**PROBLEM REQUIREMENTS:**
Show every line of the records below that contains the word "good".

**GIVEN RECORDS:**
━━━━━━━━━━

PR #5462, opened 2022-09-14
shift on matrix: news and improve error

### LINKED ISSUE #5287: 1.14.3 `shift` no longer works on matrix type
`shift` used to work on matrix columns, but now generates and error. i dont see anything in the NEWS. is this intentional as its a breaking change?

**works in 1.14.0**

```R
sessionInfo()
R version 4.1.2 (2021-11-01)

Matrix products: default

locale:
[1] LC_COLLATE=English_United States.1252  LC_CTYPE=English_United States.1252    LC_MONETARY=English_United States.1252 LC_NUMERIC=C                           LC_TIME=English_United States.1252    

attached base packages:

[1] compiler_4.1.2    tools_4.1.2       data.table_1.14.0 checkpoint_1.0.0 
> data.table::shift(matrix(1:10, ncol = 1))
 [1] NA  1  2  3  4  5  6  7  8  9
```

━━━━━━━━━━

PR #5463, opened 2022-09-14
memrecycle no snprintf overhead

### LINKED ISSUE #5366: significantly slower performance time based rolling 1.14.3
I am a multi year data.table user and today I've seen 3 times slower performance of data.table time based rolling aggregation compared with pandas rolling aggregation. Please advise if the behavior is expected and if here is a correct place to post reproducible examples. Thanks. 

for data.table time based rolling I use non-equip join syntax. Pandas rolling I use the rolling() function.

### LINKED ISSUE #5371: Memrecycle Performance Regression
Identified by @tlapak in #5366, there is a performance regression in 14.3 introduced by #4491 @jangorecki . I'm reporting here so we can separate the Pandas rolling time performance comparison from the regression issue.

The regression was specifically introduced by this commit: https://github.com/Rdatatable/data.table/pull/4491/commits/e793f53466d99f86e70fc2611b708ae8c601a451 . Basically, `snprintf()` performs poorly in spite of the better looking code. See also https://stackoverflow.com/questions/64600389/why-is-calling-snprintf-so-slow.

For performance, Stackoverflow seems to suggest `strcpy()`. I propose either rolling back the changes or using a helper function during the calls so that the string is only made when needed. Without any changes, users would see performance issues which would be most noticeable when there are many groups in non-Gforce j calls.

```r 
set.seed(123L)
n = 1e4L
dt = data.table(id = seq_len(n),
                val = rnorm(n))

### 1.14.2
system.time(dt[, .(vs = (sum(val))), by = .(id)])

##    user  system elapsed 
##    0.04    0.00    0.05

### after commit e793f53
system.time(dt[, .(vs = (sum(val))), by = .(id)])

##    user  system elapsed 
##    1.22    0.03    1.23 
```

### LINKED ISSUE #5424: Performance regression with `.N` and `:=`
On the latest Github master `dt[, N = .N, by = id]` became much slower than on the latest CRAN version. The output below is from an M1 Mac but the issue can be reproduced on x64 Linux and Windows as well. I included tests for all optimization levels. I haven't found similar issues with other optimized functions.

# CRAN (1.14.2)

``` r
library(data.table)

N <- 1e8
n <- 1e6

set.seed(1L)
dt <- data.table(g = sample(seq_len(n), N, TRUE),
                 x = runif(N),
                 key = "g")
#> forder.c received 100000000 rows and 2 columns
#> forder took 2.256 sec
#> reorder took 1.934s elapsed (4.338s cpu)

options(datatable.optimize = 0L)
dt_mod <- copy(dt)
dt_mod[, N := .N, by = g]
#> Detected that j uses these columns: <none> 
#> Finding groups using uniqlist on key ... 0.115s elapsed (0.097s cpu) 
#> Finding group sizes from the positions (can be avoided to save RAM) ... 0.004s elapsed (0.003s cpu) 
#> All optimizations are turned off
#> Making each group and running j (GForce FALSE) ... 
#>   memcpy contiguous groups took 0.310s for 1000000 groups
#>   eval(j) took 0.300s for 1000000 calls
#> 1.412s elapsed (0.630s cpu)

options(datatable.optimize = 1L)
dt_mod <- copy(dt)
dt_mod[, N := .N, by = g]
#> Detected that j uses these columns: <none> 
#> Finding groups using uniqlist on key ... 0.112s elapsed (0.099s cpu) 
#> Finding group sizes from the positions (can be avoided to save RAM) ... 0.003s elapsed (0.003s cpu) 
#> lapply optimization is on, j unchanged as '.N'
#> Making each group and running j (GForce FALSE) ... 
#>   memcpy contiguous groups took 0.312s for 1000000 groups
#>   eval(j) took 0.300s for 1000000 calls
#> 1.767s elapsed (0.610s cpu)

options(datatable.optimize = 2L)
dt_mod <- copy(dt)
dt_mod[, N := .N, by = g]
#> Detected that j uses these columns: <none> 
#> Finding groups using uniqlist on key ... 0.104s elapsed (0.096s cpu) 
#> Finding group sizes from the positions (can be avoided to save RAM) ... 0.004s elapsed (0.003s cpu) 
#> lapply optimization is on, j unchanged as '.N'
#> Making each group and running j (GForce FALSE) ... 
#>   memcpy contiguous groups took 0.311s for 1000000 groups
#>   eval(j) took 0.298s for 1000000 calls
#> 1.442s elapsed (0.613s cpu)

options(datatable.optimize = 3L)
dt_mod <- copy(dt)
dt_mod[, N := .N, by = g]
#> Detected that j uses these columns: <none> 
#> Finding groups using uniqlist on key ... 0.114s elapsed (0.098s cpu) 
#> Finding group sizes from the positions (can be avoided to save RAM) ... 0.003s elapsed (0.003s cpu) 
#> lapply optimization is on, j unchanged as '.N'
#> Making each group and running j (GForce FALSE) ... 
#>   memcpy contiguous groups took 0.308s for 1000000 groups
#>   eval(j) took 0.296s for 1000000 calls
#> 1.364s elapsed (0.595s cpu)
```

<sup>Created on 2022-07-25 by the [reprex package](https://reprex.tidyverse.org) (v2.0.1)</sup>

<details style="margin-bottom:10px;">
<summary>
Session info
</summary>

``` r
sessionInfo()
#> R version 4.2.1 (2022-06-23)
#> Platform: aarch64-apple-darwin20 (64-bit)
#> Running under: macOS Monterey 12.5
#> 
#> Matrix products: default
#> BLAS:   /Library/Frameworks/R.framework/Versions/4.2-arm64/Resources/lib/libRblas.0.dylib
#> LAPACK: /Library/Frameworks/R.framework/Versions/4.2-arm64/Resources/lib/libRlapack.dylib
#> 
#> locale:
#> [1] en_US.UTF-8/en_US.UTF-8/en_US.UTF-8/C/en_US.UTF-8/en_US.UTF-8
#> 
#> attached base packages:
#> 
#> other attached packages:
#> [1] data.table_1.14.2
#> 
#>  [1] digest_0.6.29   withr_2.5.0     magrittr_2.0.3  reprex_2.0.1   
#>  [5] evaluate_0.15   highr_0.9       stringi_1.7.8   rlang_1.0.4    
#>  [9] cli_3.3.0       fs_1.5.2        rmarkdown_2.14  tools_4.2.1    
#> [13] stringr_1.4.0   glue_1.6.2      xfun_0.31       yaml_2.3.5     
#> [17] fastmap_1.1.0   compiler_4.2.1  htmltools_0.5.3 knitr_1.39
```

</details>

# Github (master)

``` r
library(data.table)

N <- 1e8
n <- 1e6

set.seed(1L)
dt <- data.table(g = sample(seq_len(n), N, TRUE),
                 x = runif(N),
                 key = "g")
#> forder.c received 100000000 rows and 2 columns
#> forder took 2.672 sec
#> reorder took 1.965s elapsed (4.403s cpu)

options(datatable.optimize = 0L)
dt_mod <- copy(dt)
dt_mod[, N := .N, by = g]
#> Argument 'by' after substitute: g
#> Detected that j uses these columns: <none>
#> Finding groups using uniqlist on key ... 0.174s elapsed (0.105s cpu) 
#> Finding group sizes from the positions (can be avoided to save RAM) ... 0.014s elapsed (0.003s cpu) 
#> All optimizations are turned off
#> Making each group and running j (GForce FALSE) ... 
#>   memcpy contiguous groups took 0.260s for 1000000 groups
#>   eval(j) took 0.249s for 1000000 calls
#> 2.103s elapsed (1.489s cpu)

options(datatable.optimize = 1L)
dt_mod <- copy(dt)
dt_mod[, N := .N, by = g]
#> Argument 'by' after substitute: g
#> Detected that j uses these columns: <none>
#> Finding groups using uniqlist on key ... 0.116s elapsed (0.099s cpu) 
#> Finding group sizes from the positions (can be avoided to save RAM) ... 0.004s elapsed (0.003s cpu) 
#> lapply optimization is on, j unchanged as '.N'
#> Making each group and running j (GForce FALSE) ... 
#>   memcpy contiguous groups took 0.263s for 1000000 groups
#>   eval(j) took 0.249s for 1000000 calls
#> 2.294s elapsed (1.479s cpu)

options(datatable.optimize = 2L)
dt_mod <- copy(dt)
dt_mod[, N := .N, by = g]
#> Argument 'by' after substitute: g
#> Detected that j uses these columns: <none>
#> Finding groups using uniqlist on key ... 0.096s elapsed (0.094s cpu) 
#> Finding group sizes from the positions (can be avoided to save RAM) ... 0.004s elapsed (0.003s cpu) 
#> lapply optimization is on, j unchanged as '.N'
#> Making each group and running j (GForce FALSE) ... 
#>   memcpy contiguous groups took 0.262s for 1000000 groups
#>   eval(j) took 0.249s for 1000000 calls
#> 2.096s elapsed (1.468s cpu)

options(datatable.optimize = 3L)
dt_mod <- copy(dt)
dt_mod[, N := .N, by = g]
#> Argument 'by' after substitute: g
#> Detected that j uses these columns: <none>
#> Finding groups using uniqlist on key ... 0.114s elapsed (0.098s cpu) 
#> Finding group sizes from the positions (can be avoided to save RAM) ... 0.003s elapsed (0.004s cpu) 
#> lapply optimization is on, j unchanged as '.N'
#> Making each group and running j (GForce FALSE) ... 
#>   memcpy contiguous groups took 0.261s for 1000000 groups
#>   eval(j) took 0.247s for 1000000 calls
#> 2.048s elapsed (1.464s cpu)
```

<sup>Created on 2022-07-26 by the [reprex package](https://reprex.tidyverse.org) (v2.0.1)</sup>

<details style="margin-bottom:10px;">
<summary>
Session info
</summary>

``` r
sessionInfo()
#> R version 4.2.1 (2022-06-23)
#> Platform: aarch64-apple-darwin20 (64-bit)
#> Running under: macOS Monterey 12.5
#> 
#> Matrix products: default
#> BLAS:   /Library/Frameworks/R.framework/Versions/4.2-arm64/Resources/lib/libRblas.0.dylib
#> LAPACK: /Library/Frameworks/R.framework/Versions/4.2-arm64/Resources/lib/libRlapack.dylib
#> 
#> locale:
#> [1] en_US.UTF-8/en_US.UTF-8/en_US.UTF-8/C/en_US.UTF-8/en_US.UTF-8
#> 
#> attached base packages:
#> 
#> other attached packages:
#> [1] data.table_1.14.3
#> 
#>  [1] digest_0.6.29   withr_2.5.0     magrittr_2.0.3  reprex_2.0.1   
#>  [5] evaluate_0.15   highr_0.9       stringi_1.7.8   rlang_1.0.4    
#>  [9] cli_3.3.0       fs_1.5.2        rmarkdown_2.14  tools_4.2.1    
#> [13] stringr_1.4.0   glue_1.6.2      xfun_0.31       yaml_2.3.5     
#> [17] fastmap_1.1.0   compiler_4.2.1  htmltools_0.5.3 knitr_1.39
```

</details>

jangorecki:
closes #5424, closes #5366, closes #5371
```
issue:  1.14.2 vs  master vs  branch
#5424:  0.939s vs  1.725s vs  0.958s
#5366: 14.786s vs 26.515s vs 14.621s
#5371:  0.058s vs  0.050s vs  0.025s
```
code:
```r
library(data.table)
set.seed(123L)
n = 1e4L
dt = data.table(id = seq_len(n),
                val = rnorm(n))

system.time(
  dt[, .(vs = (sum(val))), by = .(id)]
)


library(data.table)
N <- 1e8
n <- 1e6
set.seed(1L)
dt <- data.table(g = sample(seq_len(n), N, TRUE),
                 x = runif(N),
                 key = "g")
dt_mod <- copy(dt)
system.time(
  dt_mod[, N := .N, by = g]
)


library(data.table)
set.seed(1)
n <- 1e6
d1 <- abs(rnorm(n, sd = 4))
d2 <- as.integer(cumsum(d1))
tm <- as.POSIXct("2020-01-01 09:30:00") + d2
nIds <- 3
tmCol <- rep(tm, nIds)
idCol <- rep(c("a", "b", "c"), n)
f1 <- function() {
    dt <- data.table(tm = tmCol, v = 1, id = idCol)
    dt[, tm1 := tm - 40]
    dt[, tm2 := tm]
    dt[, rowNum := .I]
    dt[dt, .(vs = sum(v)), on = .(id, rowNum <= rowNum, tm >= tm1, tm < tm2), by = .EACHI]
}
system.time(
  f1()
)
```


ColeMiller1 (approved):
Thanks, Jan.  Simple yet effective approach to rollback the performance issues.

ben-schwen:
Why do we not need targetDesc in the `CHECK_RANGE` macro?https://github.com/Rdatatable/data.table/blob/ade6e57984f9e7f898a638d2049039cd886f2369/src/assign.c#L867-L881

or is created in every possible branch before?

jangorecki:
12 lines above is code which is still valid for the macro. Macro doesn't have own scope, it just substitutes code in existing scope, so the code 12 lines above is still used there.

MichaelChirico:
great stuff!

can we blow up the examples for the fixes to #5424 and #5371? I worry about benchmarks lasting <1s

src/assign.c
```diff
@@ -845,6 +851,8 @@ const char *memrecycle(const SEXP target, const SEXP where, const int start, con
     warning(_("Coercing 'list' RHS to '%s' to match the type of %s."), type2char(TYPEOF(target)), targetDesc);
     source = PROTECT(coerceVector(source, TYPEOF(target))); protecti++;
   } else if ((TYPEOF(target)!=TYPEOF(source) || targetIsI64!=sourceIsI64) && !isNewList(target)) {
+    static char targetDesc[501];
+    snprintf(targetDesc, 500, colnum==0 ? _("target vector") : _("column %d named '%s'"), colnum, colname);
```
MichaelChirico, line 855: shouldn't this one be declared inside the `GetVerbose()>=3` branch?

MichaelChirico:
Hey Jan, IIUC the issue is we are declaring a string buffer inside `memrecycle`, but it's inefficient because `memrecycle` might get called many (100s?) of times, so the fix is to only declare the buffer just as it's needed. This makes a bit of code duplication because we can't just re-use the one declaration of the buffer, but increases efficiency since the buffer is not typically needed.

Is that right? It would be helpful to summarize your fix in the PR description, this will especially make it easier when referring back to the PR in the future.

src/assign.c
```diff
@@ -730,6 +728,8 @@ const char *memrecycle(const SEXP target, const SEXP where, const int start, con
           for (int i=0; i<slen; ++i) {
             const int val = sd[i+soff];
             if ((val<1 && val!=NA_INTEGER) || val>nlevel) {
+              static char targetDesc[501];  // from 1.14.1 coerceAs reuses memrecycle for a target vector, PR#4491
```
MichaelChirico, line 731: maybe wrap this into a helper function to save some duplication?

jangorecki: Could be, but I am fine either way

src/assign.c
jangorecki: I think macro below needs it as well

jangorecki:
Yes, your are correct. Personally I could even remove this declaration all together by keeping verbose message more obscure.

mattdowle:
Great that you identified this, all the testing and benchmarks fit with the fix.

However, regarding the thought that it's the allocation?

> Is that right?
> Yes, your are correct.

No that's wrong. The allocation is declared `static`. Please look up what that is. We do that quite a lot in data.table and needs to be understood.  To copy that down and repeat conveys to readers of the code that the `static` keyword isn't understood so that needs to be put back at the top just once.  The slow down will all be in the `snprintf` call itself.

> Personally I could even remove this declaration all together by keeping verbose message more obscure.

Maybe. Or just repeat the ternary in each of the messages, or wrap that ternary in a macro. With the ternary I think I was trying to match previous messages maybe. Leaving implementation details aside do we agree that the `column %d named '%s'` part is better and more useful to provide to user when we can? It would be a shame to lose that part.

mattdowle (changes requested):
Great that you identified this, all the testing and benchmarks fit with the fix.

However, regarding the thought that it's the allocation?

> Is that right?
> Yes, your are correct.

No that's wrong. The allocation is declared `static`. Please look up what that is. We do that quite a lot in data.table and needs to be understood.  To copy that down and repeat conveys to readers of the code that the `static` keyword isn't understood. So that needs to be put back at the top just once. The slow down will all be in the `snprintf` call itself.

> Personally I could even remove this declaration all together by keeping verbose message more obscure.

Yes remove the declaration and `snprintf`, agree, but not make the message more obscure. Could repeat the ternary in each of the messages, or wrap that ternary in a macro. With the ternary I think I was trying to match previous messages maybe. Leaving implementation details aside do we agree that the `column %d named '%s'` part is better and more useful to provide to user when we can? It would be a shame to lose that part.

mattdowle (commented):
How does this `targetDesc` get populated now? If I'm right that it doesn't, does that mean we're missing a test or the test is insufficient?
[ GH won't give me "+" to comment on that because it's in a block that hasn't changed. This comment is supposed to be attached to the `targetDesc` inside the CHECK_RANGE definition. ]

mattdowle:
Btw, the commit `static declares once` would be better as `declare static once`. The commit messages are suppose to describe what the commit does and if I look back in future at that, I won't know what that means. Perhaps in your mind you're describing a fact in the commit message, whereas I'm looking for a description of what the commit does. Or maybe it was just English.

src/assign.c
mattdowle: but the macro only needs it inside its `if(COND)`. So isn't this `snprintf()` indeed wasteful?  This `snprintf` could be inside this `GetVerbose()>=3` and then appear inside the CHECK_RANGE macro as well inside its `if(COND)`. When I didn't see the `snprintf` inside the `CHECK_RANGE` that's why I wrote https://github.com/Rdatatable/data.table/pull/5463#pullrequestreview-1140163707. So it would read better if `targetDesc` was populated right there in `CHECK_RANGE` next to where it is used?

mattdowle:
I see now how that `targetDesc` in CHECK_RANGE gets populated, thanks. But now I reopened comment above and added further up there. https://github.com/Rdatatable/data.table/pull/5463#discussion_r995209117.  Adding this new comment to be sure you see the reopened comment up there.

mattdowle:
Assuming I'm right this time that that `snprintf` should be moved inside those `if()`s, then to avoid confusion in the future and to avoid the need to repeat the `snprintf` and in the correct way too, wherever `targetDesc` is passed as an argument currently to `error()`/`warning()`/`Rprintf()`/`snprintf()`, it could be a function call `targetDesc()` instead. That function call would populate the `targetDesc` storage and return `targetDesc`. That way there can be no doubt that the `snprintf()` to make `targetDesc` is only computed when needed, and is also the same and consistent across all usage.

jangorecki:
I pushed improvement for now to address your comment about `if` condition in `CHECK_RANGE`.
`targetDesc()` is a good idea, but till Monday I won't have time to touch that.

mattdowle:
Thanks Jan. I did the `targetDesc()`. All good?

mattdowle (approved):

━━━━━━━━━━

**RESULT BELOW:**
`targetDesc()` is a good idea, but till Monday I won't have time to touch that.
Thanks Jan. I did the `targetDesc()`. All good?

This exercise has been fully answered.